# Rp nach Wotlk



## Magosch (5. Juni 2011)

Sehr geehrte Mitspieler,

seit nunmehr als einem Jahr pausiere ich WOW und überlege seit kurzem wieder anzufangen.
Nun wollte ich fragen, ob Rollenspiel mit dem neuen Addon gestiegen ist oder ob es weniger geworden ist?
Und ist das Addon eine lohnende Anschaffung bezüglich der neuen Rassen und Gebiete?

Über Antworten wäre ich sehr erfreut.

Mit freundlichem Gruß

Magosch


----------



## Sillygnom (5. Juni 2011)

Hallo,  

Ich werde dir schon mal sagen was hier viele schreiben werden. Da Spiel lohnt nicht da biste du schnell durch. Kein lohnenswerte Inhalte u.s.w.

Na um ehrlich zu sein solltest du dir deine eigene Meinung bilden. Ich glaube auch das das neue Addon seine reizte hat. Ich persönlich finde es gelungen. Aber um den Kritikern auch mal recht zugeben teilweise sehr Oberflächig. Aber auch nur teilweise. 
Das mit dem RP ist natürlich eine Sache wo du auch auf den richtigen Server zur richtigen Gilde kommen musst, wenn du das geschafft hast dann habe Spaß. 

P.S Man kann alle alten Gebiete im  ostlichen Königreich und auf Kalimdor neu erkunden und alle quest noch einmal machen mit schönen Videosequenzen. 


Gruß Silly


----------



## Magosch (5. Juni 2011)

Gut die gesamte Resonanz des Spiel ist ja allgemein recht negativ , was mich jetzt nicht so abschreckt.
Was ich noch spezifisch fragen wollte gibt es jetzt mehr Zwergen Rollenspiel , weil man jetzt fliegen kann (Sturmhämmer)?
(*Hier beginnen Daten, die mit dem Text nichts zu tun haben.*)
PR #1415, opened 2024-05-29
chore: removed redundant file from react-query `hook-mutator` sample

hallucinogenizer:
## Status

**READY**

## Description
Successor to 
- #1405 

If you 
1. go to `/samples/react-query/hook-mutator/`,
2. delete all the files that already exist in `/models`,
3. generate them anew by running `npm run generate-api`

then the new files that are generated using petstore.yaml are different from the old ones.
The `pets` file in /api/models doesn't seem to be generated from petstore.yaml. The output in these folders is not exactly the output that would be generated by orval on consuming `petstore.yaml`.

I believe this file was generated while contributors were testing locally. They made changes to `petstore.yaml`, the new file was generated, they reverted their changes to `petstore.yaml` but forgot to remove this file.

Ich war früher auf die Aldor und habe da eigentlich nur auf Hordenseite Rp betrieben und fand  das  es zum Ende von Wotlk dem Aussterben der Dinosaurier glich :-) .

Ansonsten erstmal einen herzlichen Dank für die Antwort

Gruß Magosch


----------



## Squidd (5. Juni 2011)

Es ist schon etwas dreist zu sagen das sich das Spiel nicht lohnt. Wenn auch nicht unverschämt! 
Einige finden die Welt von Azeroth immer noch toll wie eh und je.

Was das Rollenspiel angeht: Es hängt oft vom Server ab. Auf einigen ist es sehr gut ausgeprägt, auf anderen herrscht Funkstille. Die Aldor auf Ally Seite ist beispielsweise ein guter RP Server.


----------